┌────────

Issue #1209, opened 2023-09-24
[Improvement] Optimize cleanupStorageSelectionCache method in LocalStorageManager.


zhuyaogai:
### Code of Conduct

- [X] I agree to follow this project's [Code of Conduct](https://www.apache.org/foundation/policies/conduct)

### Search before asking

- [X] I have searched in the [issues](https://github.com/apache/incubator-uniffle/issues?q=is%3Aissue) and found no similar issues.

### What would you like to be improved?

└────────

▸ TASK PROMPT:
Lines that contain "apache" should be pulled from the entries above and reported.

▸ RESULT:
- [X] I agree to follow this project's [Code of Conduct](https://www.apache.org/foundation/policies/conduct)
- [X] I have searched in the [issues](https://github.com/apache/incubator-uniffle/issues?q=is%3Aissue) and found no similar issues.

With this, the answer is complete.